Но прежде, чем в меня полетели тапки и табуретки под крики «Лови ревизиониста!», спрошу: а точно ли такое ДНК из янтаря — это марксизм?

Зря спросил, тапки полетели с утроенной силой.

Но всё же, укрывшись от тапок за перевёрнутым столом нашего лектория, спрошу ещё: что для вас «Капитал»?

Книга, где полно (и всесильно потому, что верно) описана действительность, очерчены границы борьбы рабочих, а что сверх того — то от Лукавого?

Или книга, в которой проведён начальный анализ действительности и содержится метод, при помощи которого изучена база, отправная точка познания? Во втором случае границы нашего познания, нашей практики просто обязаны расширяться. И в них будет появляться что-то, чего в «Капитале» было мало или не было совсем по понятным причинам.

Ревизионизм — это не изменение набора знаний и понятий марксистского дискурса, это изменение самого метода, которым эти понятия и знания добываются.

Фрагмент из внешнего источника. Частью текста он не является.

PR #13744, opened 2025-06-30
ZJIT: setglobal should not return output

k0kubun:
This PR fixes a crash in btest `test_class.rb`. 

`gen_setglobal()` returns an output, so `Insn::SetGlobal` should be considered to have output to avoid assertion failures.

### DIFF
--- a/zjit/src/codegen.rs
+++ b/zjit/src/codegen.rs
@@ -278,7 +278,7 @@ fn gen_insn(cb: &mut CodeBlock, jit: &mut JITState, asm: &mut Assembler, functio
         Insn::PatchPoint(_) => return Some(()), // For now, rb_zjit_bop_redefined() panics. TODO: leave a patch point and fix rb_zjit_bop_redefined()
         Insn::CCall { cfun, args, name: _, return_type: _, elidable: _ } => gen_ccall(jit, asm, *cfun, args)?,
         Insn::GetIvar { self_val, id, state: _ } => gen_getivar(asm, opnd!(self_val), *id),
-        Insn::SetGlobal { id, val, state: _ } => return gen_setglobal(asm, *id, opnd!(val)),
+        Insn::SetGlobal { id, val, state: _ } => return Some(gen_setglobal(asm, *id, opnd!(val))),
         Insn::GetGlobal { id, state: _ } => gen_getglobal(asm, *id),
         &Insn::GetLocal { ep_offset, level } => gen_nested_getlocal(asm, ep_offset, level)?,
         Insn::SetLocal { val, ep_offset, level } => return gen_nested_setlocal(asm, opnd!(val), *ep_offset, *level),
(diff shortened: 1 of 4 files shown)


tekknolagi:
I don't think setglobal has an output -- our SetGlobal pretty neatly maps to setglobal in insns.def, which has no stack output. This may be related to some neighboring instruction though

zjit/src/codegen.rs
```diff
@@ -451,12 +451,10 @@ fn gen_getglobal(asm: &mut Assembler, id: ID) -> Opnd {
...
 /// Set global variables
-fn gen_setglobal(asm: &mut Assembler, id: ID, val: Opnd) -> Opnd {
+fn gen_setglobal(asm: &mut Assembler, id: ID, val: Opnd) -> Option<()> {
     asm_comment!(asm, "call rb_gvar_set");
-    asm.ccall(
-        rb_gvar_set as *const u8,
-        vec![Opnd::UImm(id.0), val],
-    )
+    asm.ccall(rb_gvar_set as *const u8, vec![Opnd::UImm(id.0), val]);
+    Some(())
```
tekknolagi: Given that this does not have any failure paths, we can either return nothing or `()` here and handle (all of?) the type in the caller

tekknolagi (approved):
lgtm with PR title change

zjit/src/codegen.rs
k0kubun: Ah right, I forgot that's what I did for `gen_return`. Fixed in https://github.com/ruby/ruby/pull/13744/commits/deafdea0cc5f88ecb77822998d70d5a99c5acade

zjit/src/codegen.rs
```diff
@@ -278,7 +278,7 @@ fn gen_insn(cb: &mut CodeBlock, jit: &mut JITState, asm: &mut Assembler, functio
         Insn::PatchPoint(_) => return Some(()), // For now, rb_zjit_bop_redefined() panics. TODO: leave a patch point and fix rb_zjit_bop_redefined()
         Insn::CCall { cfun, args, name: _, return_type: _, elidable: _ } => gen_ccall(jit, asm, *cfun, args)?,
         Insn::GetIvar { self_val, id, state: _ } => gen_getivar(asm, opnd!(self_val), *id),
-        Insn::SetGlobal { id, val, state: _ } => return gen_setglobal(asm, *id, opnd!(val)),
+        Insn::SetGlobal { id, val, state: _ } => return Some(gen_setglobal(asm, *id, opnd!(val))),
```
tekknolagi, line 281: This might have to be `{ gen_setglobal(); return Some(()) }`

k0kubun: May I ask why? We already do this for `gen_return()`.

k0kubun: Well `gen_return()` was actually doing something different, but this still compiles correctly in my understanding.

tekknolagi: In this case because you totally nuked the return type of gen_setglobal

tekknolagi: Oh, wow, I guess I did not understand that that was (). Never mind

Мне приходилось лично наблюдать, как, к примеру, отказавшись от диалектики, объявив её несовременной и ненаучной, горе-марксисты в полном соответствии с моими с товарищами прогнозами очень скоро обнаруживали «несовременной и ненаучной» трудовую теорию стоимости, заменяя её на модный new deal, неокейнсианство; а там уже с треском отваливалась третья ножка марксисткой табуретки, классовый анализ. И вместе с ним нацеленность на классовую борьбу.

Вот это и есть ревизионизм.

В заключение

Здесь ключевой вопрос, как мне кажется: для чего это всё? Если наша цель — преобразование окружающей действительности, причём такое преобразование, которое шло бы из самой этой действительности, то необходимо учиться и быть достаточно гибкими и в плане мышления, и в плане практики. Гибкими не значит бесхребетными или аморфными. Марксисткий метод хорош своей универсальностью: его можно применять, и с успехом применяют, в самой разной борьбы за освобождение человека, а также в академическом изучении окружающего мира, как современного, так и  его истории, с позиций борьбы за освобождение человека. Борьбы за становление человека — хозяина своей истории и своей судьбы, а не пассивной щепки в бурном течении разнообразных условий.

Когда идут разговоры про марксистские феминизм, экологию, антропологию, про фрейдомарксизм, критическую теорию, Франкфуртскую школу, лично я не спешу бухтеть «Это нам не надо!». Да, в трудах соответствующих авторов сплошь и рядом можно натыкаться на странные утверждение, которые хочется критиковать и спорить. Но вопрос, который возникает в голове: «Что есть у них полезного, какие наработки можно взять?»

В то же время, я сам стараюсь не спешить соглашаться во всём и со всем, читая Ленина, и даже Энгельса, и даже Маркса. Иначе, если классики для нас станут безусловным авторитетом, сами мы обратимся в красных попов с кадилами.

И уж очень часто, когда звучит «Это не коммунизм, это отвлечение от классовой борьбы!», на самом деле слышится «Это нам не знакомо, а значит, и не надо!»

И очень уж часто авторы подобных выкриков стараются не поменять что-то в мире вокруг, а просто быть правильными, трушными марксистами. Соответствовать дискурсу, насколько возможно. Воспроизводить набор внешних и внутренних атрибутов, не будучи марксистами на практике.

То есть — быть симулякрами, которые описал нетрушный немарксист Бодрийяр.